PR #30841, opened 2025-04-15
docs: Register langchain-singlestore integration

volodymyr-memsql:
I created and published `langchain-singlestoe` integration package that should replace SingleStoreDB community implementation.


volodymyr-memsql:
@ccurme, could you please help me with landing this one? And also #30846, which should come after the current one.

ccurme (approved):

════

**Work instructions**
From the entries, copy every line in which the string "ccurme" can be found.

**Solution**
@ccurme, could you please help me with landing this one? And also #30846, which should come after the current one.
ccurme (approved):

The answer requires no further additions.